Stored items
>>>>>

PR #916, opened 2022-11-29
Driver builds on GHA

Molter73:
## Description

This PR adds a GHA workflow dedicated to building kernel drivers. It should be on par with the process of building drivers that OSCI provides now, including PR labels support and build failure checks.

Follow up work:
- Add support package builds.
- Integrate with the collector image build (either existing OSCI or a new workflow on GHA)

## Checklist

## Testing Performed

- [x] Run a full build of a collector driver version with no cache.
- [x] Run a full build of a collector driver version with cache.
- [x] Try and build a full collector image with the GHA built drivers and run integration tests with it manually.


Stringy (approved):
Couple of very minor comments but otherwise looks great!

.github/workflows/drivers.yml
```diff
@@ -0,0 +1,233 @@
...
+          name: built-drivers
+          path: /tmp/output/
+
+      - name: Choose destination bucket
+        id: gcp-bucket
+        run: |
+          if [[ "${{ github.event_name == 'pull_request' }}" == "true" ]]; then
+            echo "gcp-bucket=mauro-drivers-test/pr-builds/${HEAD_REF}/${{ github.run_id }}" >> "$GITHUB_OUTPUT"
+          else
+            echo "gcp-bucket=mauro-drivers-test/master" >> "$GITHUB_OUTPUT"
```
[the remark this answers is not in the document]
Molter73: Oh yeah, these are just for testing it out, eventually we'll want to start pushing to the buckets OSCI is now pushing to. I'll add the TODO

tommartensen, line 220: You're using the workflow from `main`, which will be triggered for `master` & `release-*` branches. Consider this for destination bucket on branch builds: 
```suggestion
            echo "gcp-bucket=mauro-drivers-test/${{ github.ref_name }}" >> "$GITHUB_OUTPUT"
```

https://docs.github.com/en/actions/learn-github-actions/contexts#github-context

tommartensen (commented):
Great to see you happy with GitHub actions! One tiny remark from me, only reviewed the workflows to the best of my understanding of collector.

.github/workflows/drivers.yml
Molter73: This is actually just for testing purposes, once we move to using only GHA the bucket for the master branch is completely different from the one used for staging. I just used a `master` subdirectory because I'm too lazy to go setup 2 separate buckets 😅

Molter73: Just realized, we are fine having tag branches push drivers to the same bucket master pushes too, but we'll probably make it so tags don't build drivers at all, since they should be using the ones built on master anyways.

Stringy (approved):
Reapproving following the mock cache changes.

Also just to note that we will need to figure out the `main.yml` workflow for the whole pipeline including the integration tests and image builds.

PR #917, opened 2022-11-29
integration tests on GHA

Stringy:
## Description

Adds an integration-tests workflow for GitHub Actions.

## Checklist

**Automated testing**
  - [ ] Added unit tests
  - [ ] Added integration tests
  - [ ] Added regression tests

## Testing Performed

TODO(replace-me)


.github/workflows/integration-tests.yml
```diff
@@ -0,0 +1,45 @@
+name: Collector Integration Tests
+
+on: 
+  pull_request:
+    types: [opened, reopened, synchronize, labeled]
```
Molter73, line 5: Wouldn't `labeled` make it so this runs whenever we add or remove a label? That seems a little overkill.

.github/workflows/integration-tests.yml
```diff
@@ -0,0 +1,45 @@
...
+        vm_type:
+          - rhel
+          - ubuntu-os
+    with:
+      vm_type: ${{ matrix.vm_type }}
+    secrets: inherit
+
+  all-integration-tests:
+    uses: ./.github/workflows/integration-tests-vm-type.yml
+    if: contains(github.event.pull_request.labels.*.name, 'all-integration-tests')
```
Molter73, line 30: This we might want to run these on master/release too
```suggestion
    if: contains(github.event.pull_request.labels.*.name, 'all-integration-tests') || github.event_name == 'push'
```

.pre-commit-config.yaml
```diff
@@ -16,3 +16,8 @@ repos:
     rev: "6230247"
     hooks:
       - id: clang-format
+
+  - repo: git@github.com:rhysd/actionlint
```
Molter73, line 20: Nice!

ansible/ci/group_vars/all.yml
```diff
@@ -2,7 +2,7 @@
 
 gcp_project: "stackrox-ci"
 gcp_auth_kind: "serviceaccount"
-gcp_service_account_file: /tmp/secret/stackrox-collector-e2e-tests/GOOGLE_CREDENTIALS_COLLECTOR_SVC_ACCT
+gcp_service_account_file: /tmp/secret/gcp-account.json
```
Molter73, line 5: Could this change interfere with OSCI?

.github/workflows/integration-tests-vm-type.yml
```diff
@@ -0,0 +1,84 @@
...
+        run: make -C "${{ github.workspace }}/ansible" destroy-vms
+
+      - name: Store artifacts
+        if: always()
+        uses: actions/upload-artifact@v3
+        with:
+          path: |
+            ${{ github.workspace }}/integration-tests/container-logs/**/*
+            ${{ github.workspace }}/integration-tests/perf.json
+            ${{ github.workspace }}/integration-tests/performance-logs/**/*
```
Molter73, line 83: I would also add a name to this artifact, so it doesn't get uploaded as the generic `artifact` name and potentially grouped with other stuff. Maybe something like this?
```yaml
name: ${{ inputs.vm_type }}-logs
```

.github/workflows/integration-tests.yml
Stringy: it would but without it there's seemingly no other way of re-running when a label is added (you could feasibly add a label and then push something to the PR to trigger it, but that doesn't feel like behaviour we want to encourage)

ansible/ci/group_vars/all.yml
Stringy: For now I'll copy the creds to the same place as OSCI would, to maintain compatibility

Molter73 (approved):
/lgtm

.github/workflows/integration-tests-vm-type.yml
```diff
@@ -0,0 +1,118 @@
...
+
+      - name: Normalize job ID
+        run: |
+          NORM_JOB_ID="${JOB_ID/-/}"
+          echo "JOB_ID=${NORM_JOB_ID}" | tee -a "$GITHUB_ENV"
+
+      - name: Construct COLLECTOR_TAG
+        run: |
+          COLLECTOR_TAG="$(make tag)-gha-slim"
+          echo "COLLECTOR_TAG=${COLLECTOR_TAG}" | tee -a "$GITHUB_ENV"
```
Molter73, line 92: We can do this in a follow up, but I was thinking we can set the collector tag as an output on a previous job, then simply use it here as an input, WDYT? (see #925 for an example on what that might look like).

.github/workflows/collector-image.yml
```diff
@@ -1,13 +1,14 @@
...
-  pull_request:
-    branches:
-      - master
+  #  push:
+  #    branches:
+  #      - master
+  #      - release-*
+  #  pull_request:
+  #    branches:
+  #      - master
```
Molter73, line 10: I think we can safely remove these, we probably only want the `main.yml` to be called on pushes and PRs.

.github/workflows/integration-tests.yml
```diff
@@ -0,0 +1,46 @@
...
+
+on: 
+  #  pull_request:
+  #    types: [opened, reopened, synchronize, labeled]
+  #    branches:
+  #      - master
+  #  push:
+  #    branches:
+  #      - master
+  #      - release-*
```
Molter73, line 11: Same as previous comment about removing these triggers.

.github/workflows/main.yml
```diff
@@ -0,0 +1,21 @@
...
+    types: [opened, reopened, synchronize, labeled]
+
+jobs:
+  build-collector:
+    uses: ./.github/workflows/collector-image.yml
+    secrets: inherit
+
+  integration-tests:
+    uses: ./.github/workflows/integration-tests.yml
+    needs: [build-collector]
```
Molter73, line 20: [nit] When the requirement is a single job, we don't need to use an array
```suggestion
    needs: build-collector
```

.github/workflows/integration-tests.yml
Molter73: But then you could add and remove a bunch of labels and it will trigger just as many jobs, feels like a great way to get DoS'ed.

Molter73 (approved):
/lgtm

.github/workflows/integration-tests-vm-type.yml
Stringy: yeah I think that's a good shout, it'll make it easier to unify versions/naming conventions

.github/workflows/main.yml
```diff
@@ -0,0 +1,20 @@
+name: Collector CI
+
+on:
+  push:
+    branches:
+      - master
+      - release-*
+  pull_request:
+    branches:
+      - master
```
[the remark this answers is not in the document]
Stringy: I've removed this limitation now, but we'll have to keep an eye on resource usage & parallel jobs because with the integration tests this could get reasonably large. 

With some discussion with @Molter73 we think we can reduce the integration tests down to a single job by combining VM creation in Ansible and running those over just two jobs rather than the current eight. I'll tackle this in a follow up PR if it becomes a problem

PR #919, opened 2022-11-30
Keep dockerfiles up to date

janisz:
## Description

Monitor docker images and update them with @dependabot

Refs: https://github.com/dependabot/feedback/issues/145

### DIFF
--- a/.github/dependabot.yaml
+++ b/.github/dependabot.yaml
@@ -6,15 +6,7 @@
 version: 2
 updates:
   - package-ecosystem: 'docker'
-    directory: .openshift-ci/drivers/
-  - package-ecosystem: 'docker'
-    directory: .openshift-ci/jobs/apollo-src/
-  - package-ecosystem: 'docker'
-    directory: .openshift-ci/jobs/integration-tests/
-  - package-ecosystem: 'docker'
     directory: collector/connscrape-test/
-  - package-ecosystem: 'docker'
-    directory: collector/container/
   - package-ecosystem: 'docker'
     directory: collector/container/
   - package-ecosystem: 'docker'
@@ -29,10 +21,6 @@ updates:
     directory: integration-tests/container/processes-listening-on-ports/
   - package-ecosystem: 'docker'
     directory: integration-tests/container/schedule-curls/
-  - package-ecosystem: 'docker'
-    directory: kernel-modules/container/
-  - package-ecosystem: 'docker'
-    directory: kernel-modules/dockerized/
   - package-ecosystem: 'docker'
     directory: oss-public-server/container/
   - package-ecosystem: 'docker'
--- a/.github/dependabot.yaml
+++ b/.github/dependabot.yaml
@@ -7,21 +7,41 @@ version: 2
 updates:
   - package-ecosystem: 'docker'
     directory: collector/connscrape-test/
+    schedule:
+      interval: "weekly"
   - package-ecosystem: 'docker'
     directory: collector/container/
+    schedule:
+      interval: "weekly"
   - package-ecosystem: 'docker'
     directory: integration-tests/container/benchmark/
+    schedule:
+      interval: "weekly"
   - package-ecosystem: 'docker'
     directory: integration-tests/container/containerstats/
+    schedule:
+      interval: "weekly"
   - package-ecosystem: 'docker'
     directory: integration-tests/container/jsonlabel/
+    schedule:
+      interval: "weekly"
   - package-ecosystem: 'docker'
     directory: integration-tests/container/perf/
+    schedule:
+      interval: "weekly"
   - package-ecosystem: 'docker'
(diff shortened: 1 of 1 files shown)


.github/dependabot.yaml
```diff
@@ -0,0 +1,39 @@
+# To get started with Dependabot version updates, you'll need to specify which
+# package ecosystems to update and where the package manifests are located.
+# Please see the documentation for all configuration options:
+# https://help.github.com/github/administering-a-repository/configuration-options-for-dependency-updates
+
+version: 2
+updates:
+  - package-ecosystem: 'docker'
+    directory: .openshift-ci/drivers/
```
Molter73, line 9: We don't want the driver images to be auto-updated, that can lead to driver errors and would be pretty bad for us. Please remove these.

.github/dependabot.yaml
```diff
@@ -0,0 +1,39 @@
...
+  - package-ecosystem: 'docker'
+    directory: .openshift-ci/jobs/apollo-src/
+  - package-ecosystem: 'docker'
+    directory: .openshift-ci/jobs/integration-tests/
```
Molter73, line 13: The apollo-ci images on these dockerfiles need to be manually mirrored into OSCI, so auto-updating these are kind of pointless on their own (and we are also moving to use GHA soon, so the .openshift-ci will cease to exist soon).

.github/dependabot.yaml
```diff
@@ -0,0 +1,39 @@
...
+  - package-ecosystem: 'docker'
+    directory: collector/connscrape-test/
+  - package-ecosystem: 'docker'
+    directory: collector/container/
```
Molter73, line 17: We have 2 dockerfiles here:

    Dockerfile.template uses ARGs to set the image being used as base and I'm not sure dependabot will pick up on it.
    Dockefile.ubi is not being used right now, so updating it would not really have any effect.

.github/dependabot.yaml
```diff
@@ -0,0 +1,39 @@
...
+  - package-ecosystem: 'docker'
+    directory: collector/container/
```
Molter73, line 19: These 2 are duplicates.

.github/dependabot.yaml
```diff
@@ -0,0 +1,39 @@
...
+  - package-ecosystem: 'docker'
+    directory: integration-tests/container/jsonlabel/
+  - package-ecosystem: 'docker'
+    directory: integration-tests/container/perf/
+  - package-ecosystem: 'docker'
+    directory: integration-tests/container/processes-listening-on-ports/
+  - package-ecosystem: 'docker'
+    directory: integration-tests/container/schedule-curls/
+  - package-ecosystem: 'docker'
+    directory: kernel-modules/container/
```
Molter73, line 33: The Dockerfile in this directory suffers from the same ARGs as tag issue I mentioned before and it is also meant to be set by either CI or through a make target to a specific version of collector, so I don't think we need/want to auto update it.

.github/dependabot.yaml
```diff
@@ -0,0 +1,39 @@
...
+  - package-ecosystem: 'docker'
+    directory: kernel-modules/dockerized/
```
Molter73, line 35: The dockerfiles on this directory have fallen out of use and are in a similar situation to the ones in `.openshift-ci/drivers/` (i.e. we want to have full control on when they are updated).

Molter73 (commented):
Thanks for this PR @janisz! I left a few comments on some directories we probably don't want to have dependabot auto-update images.

The ones that don't have comments are mostly for CI and internal tooling, so we could have them auto-updated but I don't think it is 100% needed (and might lead to some unexpected errors in our tests, or might not 🤷🏻‍♂️ ). @stackrox/collector-team what do you guys think? Do we want to add auto-updating CI images?

.github/dependabot.yaml
janisz: It should https://github.com/dependabot/feedback/issues/145

Molter73: That link talks about dependabot finding files with names other than `Dockerfile`, I'm more concerned about the actual content of the dockerfile: https://github.com/stackrox/collector/blob/3433fd8211380a99ac418c2c5616c5de2830b76a/collector/container/Dockerfile.template#L1-L5

janisz: I give it a test and you are right https://github.com/janisz/collector/pulls

janisz: If Dockefile.ubi is not being used right now, why not deleting it?

Molter73: Sorry for the delayed response. Basically, that image was used as a mirror to the downstream release, it fell out of use because OSCI is similar enough to downstream and we didn't bother to re-implement it. But now we are considering going to GHA, so it might make sense to go back to building this image.

janisz:
@Molter73 PTAL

<<<<<

A single number is expected: how many lines in the records contain the string "commented".

**Response**
2